- Data to process:
━━━━━━━━━━━━━━━━━━━━

PR #741, opened 2023-05-02
Test/image retrieval tests

alexanderleegs:
This PR introduces tests for PR #740. It removes existing tests for private repos in `MediaDirectoryService` and `MediaFileService` and moves them to the newly created `media-utils` test instead, to be able to better mock and handle axios calls.

### DIFF
--- a/src/fixtures/media.ts
+++ b/src/fixtures/media.ts
@@ -1,8 +1,9 @@
-import { MediaFile } from "@root/types"
+import { MediaType, MediaFile } from "@root/types"
 
 export const MEDIA_FILE_NAME = "test file"
 export const MEDIA_SITE_NAME = "site"
 export const MEDIA_DIRECTORY_NAME = "dir"
+export const MEDIA_SUBDIRECTORY_NAME = "sub dir"
 export const MEDIA_FILE_SHA = "sha"
 
 export const MEDIA_DIR: MediaFile = {
@@ -19,6 +20,11 @@ const BASE_MEDIA_FILE: MediaFile = {
   path: `${MEDIA_DIRECTORY_NAME}/${MEDIA_FILE_NAME}`,
 }
 
+export const NESTED_MEDIA_FILE: MediaFile = {
+  ...BASE_MEDIA_FILE,
+  path: `${MEDIA_DIRECTORY_NAME}/${MEDIA_SUBDIRECTORY_NAME}/${MEDIA_FILE_NAME}`,
+}
+
 export const SVG_FILE = {
   ...BASE_MEDIA_FILE,
   name: `${MEDIA_FILE_NAME}.svg`,
@@ -33,15 +39,21 @@ const BASE_INPUT = {
 export const DIR_INPUT = {
   ...BASE_INPUT,
   file: MEDIA_DIR,
-  mediaType: "images",
+  mediaType: "images" as MediaType,
   isPrivate: false,
 }
 
 export const IMAGE_FILE_PUBLIC_INPUT = {
   ...BASE_INPUT,
   file: BASE_MEDIA_FILE,
-  mediaType: "images",
+  mediaType: "images" as MediaType,
   isPrivate: false,
+}
+
+export const NESTED_IMAGE_FILE_PUBLIC_INPUT = {
+  ...IMAGE_FILE_PUBLIC_INPUT,
+  file: NESTED_MEDIA_FILE,
+  directoryName: `${MEDIA_DIRECTORY_NAME}/${MEDIA_SUBDIRECTORY_NAME}`,
 }
 
 export const SVG_FILE_PUBLIC_INPUT = {
@@ -61,7 +73,7 @@ export const SVG_FILE_PRIVATE_INPUT = {
 
 export const PDF_FILE_PUBLIC_INPUT = {
   ...IMAGE_FILE_PUBLIC_INPUT,
-  mediaType: "files",
+  mediaType: "files" as MediaType,
 }
 
 export const PDF_FILE_PRIVATE_INPUT = {
--- a/src/fixtures/media.ts
+++ b/src/fixtures/media.ts
@@ -1,0 +1,70 @@
+import { MediaFile } from "@root/utils/media-utils"
+
+export const MEDIA_FILE_NAME = "test file"
+export const MEDIA_SITE_NAME = "site"
+export const MEDIA_DIRECTORY_NAME = "dir"
+export const MEDIA_FILE_SHA = "sha"
+
+export const mediaDir: MediaFile = {
+  name: "directory",
+  type: "dir",
+  sha: MEDIA_FILE_SHA,
+  path: `${MEDIA_DIRECTORY_NAME}/directory`,
+}
+
+const baseMediaFile: MediaFile = {
+  name: MEDIA_FILE_NAME,
+  type: "file",
+  sha: MEDIA_FILE_SHA,
+  path: `${MEDIA_DIRECTORY_NAME}/${MEDIA_FILE_NAME}`,
+}
+
+export const svgFile = {
+  ...baseMediaFile,
+  name: `${MEDIA_FILE_NAME}.svg`,
+  path: `${MEDIA_DIRECTORY_NAME}/${MEDIA_FILE_NAME}.svg`,
+}
+
+const baseInput = {
+  siteName: MEDIA_SITE_NAME,
+  directoryName: MEDIA_DIRECTORY_NAME,
+}
+
+export const dirInput = {
+  ...baseInput,
+  file: mediaDir,
+  mediaType: "images",
+  isPrivate: false,
+}
+
+export const imageFilePublicInput = {
+  ...baseInput,
+  file: baseMediaFile,
+  mediaType: "images",
+  isPrivate: false,
+}
+
+export const svgFilePublicInput = {
+  ...imageFilePublicInput,
+  file: svgFile,
+}
+
+export const imageFilePrivateInput = {
+  ...imageFilePublicInput,
+  isPrivate: true,
+}
+
+export const svgFilePrivateInput = {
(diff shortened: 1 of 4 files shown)


src/fixtures/media.ts
```diff
@@ -0,0 +1,70 @@
+import { MediaFile } from "@root/utils/media-utils"
+
+export const MEDIA_FILE_NAME = "test file"
+export const MEDIA_SITE_NAME = "site"
+export const MEDIA_DIRECTORY_NAME = "dir"
+export const MEDIA_FILE_SHA = "sha"
+
+export const mediaDir: MediaFile = {
```
seaerchin, line 8: curious: why not SCREAMING_SNAKE_CASE? see the google style guide [here](https://google.github.io/styleguide/tsguide.html#identifiers-constants)

src/services/directoryServices/__tests__/MediaDirectoryService.spec.js
```diff
@@ -129,46 +129,6 @@ describe("Media Directory Service", () => {
         directoryName: imageDirectoryName,
       })
     })
-    mockGitHubService.getRepoInfo.mockResolvedValueOnce({
```
seaerchin, line 132: could i get some context behind the mass deletion fo this chunk? is this for media-utils test?

src/utils/__tests__/media-utils.spec.ts
```diff
@@ -0,0 +1,149 @@
...
+  getAccessToken: jest.fn().mockResolvedValue("token"),
+}))
+jest.mock("axios", () => ({
+  get: jest.fn().mockResolvedValue({
+    data: "blahblah",
+    headers: {
+      "content-type": "blahblah",
+    },
+  }),
+}))
```
seaerchin, line 34: style: we alr have `mock-axios` btw so this is done automatically and we should prefer using that instead

src/utils/__tests__/media-utils.spec.ts
```diff
@@ -0,0 +1,149 @@
...
+      sha: MEDIA_FILE_SHA,
+      mediaPath: `${MEDIA_DIRECTORY_NAME}/${MEDIA_FILE_NAME}`,
+      type: "file",
+    }
+    expect(await getMediaFileInfo(imageFilePublicInput)).toStrictEqual(
+      expectedResp
+    )
+  })
+
+  it("should return normal information for svgs in public repos", async () => {
```
seaerchin, line 59: what is "normal" information? and when will we get "not normal" information?

seaerchin (commented):
actually i peeked at `getMediaFileInfo` and i think there are some invariants that we want to ensure that isn't immediately apparent in the test

1. if the file type is `dir`, we don't do anything else. 
2. we only call `getAccessToken` for private images (why not private files?)
3. we always sanitize `svg` if 2 is true (ie, if `getAccessToken` is called and it is a `svg`, we should sanitize); separately, do we not need to sanitize anything else?
4. if 2 is true, we will always replace the `mediaUrl` with a data URI

should we be more comprehensive wrt ^

src/fixtures/media.ts
alexanderleegs: Changed in https://github.com/isomerpages/isomercms-backend/pull/741/commits/625680525dcc9f0aa9bea12c5f8fa3a7cd172070!

src/services/directoryServices/__tests__/MediaDirectoryService.spec.js
alexanderleegs: Yup this was no longer easy to test in the directory service itself - the equivalent tests (for private repos) has been moved into media-utils!

alexanderleegs:
> actually i peeked at `getMediaFileInfo` and i think there are some invariants that we want to ensure that isn't immediately apparent in the test
> 
> 1. if the file type is `dir`, we don't do anything else.
> 2. we only call `getAccessToken` for private images (why not private files?)
> 3. we always sanitize `svg` if 2 is true (ie, if `getAccessToken` is called and it is a `svg`, we should sanitize); separately, do we not need to sanitize anything else?
> 4. if 2 is true, we will always replace the `mediaUrl` with a data URI
> 
> should we be more comprehensive wrt ^

This is what I've tried to do in the media utils tests, which have 7 (now 6) main flows, private/public x regular image/svg/files

(The dirs test has been removed because it's now being done in `MediaDirectoryService` directly)
The private image and svg tests look for the mock axios call to be called and the mediaUrl to be modified to use the generated dataUri instead, because the axios call is used only to retrieve the actual image which needs to be encoded - as we can't really determine the final encoded value, we look for the an entry starting with `data:` instead

The svg tests look for sanitization being added to the raw github url - github itself handles the rest. This was a point raised by our VAPT, that svgs specifically were vulnerable

Files have the same behaviour in both public and private repos, and we test that it doesn't use the private image flow - this is because files have no need for a preview image, and we don't need the mediaUrl at all

src/utils/__tests__/media-utils.spec.ts
```diff
@@ -0,0 +1,140 @@
...
+describe("Media utils test", () => {
+  it("should return mediaUrl as raw github information for images in public repos", async () => {
+    const expectedResp = {
+      mediaUrl: `https://raw.githubusercontent.com/${GITHUB_ORG_NAME}/${MEDIA_SITE_NAME}/staging/${MEDIA_DIRECTORY_NAME}/${encodeURIComponent(
+        MEDIA_FILE_NAME
+      )}`,
+      name: MEDIA_FILE_NAME,
+      sha: MEDIA_FILE_SHA,
+      mediaPath: `${MEDIA_DIRECTORY_NAME}/${MEDIA_FILE_NAME}`,
+      type: "file",
```
seaerchin, line 43: should this be `images`? also this seems to pass so...

src/utils/__tests__/media-utils.spec.ts
```diff
@@ -0,0 +1,140 @@
...
+      expectedResp
+    )
+  })
+
+  it("should handle mediaUrl for images in private repos", async () => {
+    const expectedPartialResp = {
+      name: MEDIA_FILE_NAME,
+      sha: MEDIA_FILE_SHA,
+      mediaPath: `${MEDIA_DIRECTORY_NAME}/${MEDIA_FILE_NAME}`,
+      type: "file",
```
seaerchin, line 85: :sus:

src/utils/__tests__/media-utils.spec.ts
```diff
@@ -0,0 +1,140 @@
...
+      { responseType: "arraybuffer" }
+    )
+  })
+
+  it("should handle mediaUrl for svgs and sanitise image in private repos", async () => {
+    const expectedPartialResp = {
+      name: `${MEDIA_FILE_NAME}.svg`,
+      sha: MEDIA_FILE_SHA,
+      mediaPath: `${MEDIA_DIRECTORY_NAME}/${MEDIA_FILE_NAME}.svg`,
+      type: "file",
```
seaerchin, line 108: :sus:

src/utils/__tests__/media-utils.spec.ts
```diff
@@ -0,0 +1,140 @@
...
+      mockGenericAxios.get
+    ).toHaveBeenCalledWith(
+      `https://token@raw.githubusercontent.com/${GITHUB_ORG_NAME}/${MEDIA_SITE_NAME}/staging/${MEDIA_DIRECTORY_NAME}/${encodeURIComponent(
+        MEDIA_FILE_NAME
+      )}`,
+      { responseType: "arraybuffer" }
+    )
+  })
+
+  it("should handle mediaUrl for svgs and sanitise image in private repos", async () => {
```
seaerchin, line 103:
```suggestion
  it("should return the mediaUrl as a data url for svgs and sanitise the svgs for svgs in private repos", async () => {
```

src/utils/__tests__/media-utils.spec.ts
```diff
@@ -0,0 +1,140 @@
...
+      sha: MEDIA_FILE_SHA,
+      mediaPath: `${MEDIA_DIRECTORY_NAME}/${MEDIA_FILE_NAME}`,
+      type: "file",
+    }
+    expect(await getMediaFileInfo(PDF_FILE_PUBLIC_INPUT)).toStrictEqual(
+      expectedResp
+    )
+  })
+
+  it("should handle mediaUrl for images in private repos", async () => {
```
seaerchin, line 80:
```suggestion
  it("should return the mediaUrl as a data url for images in private repos", async () => {
```

seaerchin (commented):
could we have a test case for complex file names (`a/b/c`)? this is because our function internally does a spilt then a join by `/` and it's important to ensure this works as expected. 

side note: maybe can structure by like public/private repos using a nested `describe` but this isn't v impt

src/utils/__tests__/media-utils.spec.ts
alexanderleegs: This is actually the github response! We're only expecting `file` or `dir`

kishore03109 (approved):

src/utils/__tests__/media-utils.spec.ts
seaerchin: for clarification, github only returns either `file | dir` even for `images` right? i'm asking this because the test description said that this was for `... images in public repos`, so this confused me

alexanderleegs:
> 6ed1774

Yeah that makes sense, I've added a new test case in https://github.com/isomerpages/isomercms-backend/pull/741/commits/6ed1774e78bb0987c33d47d56f81333c372d38f1

src/utils/__tests__/media-utils.spec.ts
alexanderleegs: yup, github returns directory item information - any item which is a single item (even .png or .svg files) returns `file`, any subdirectory returns `dir`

━━━━━━━━━━━━━━━━━━━━

- Problem to solve: Check each line of the data above for the string "ensure" and report only how many lines have it.

- Output for this task: 3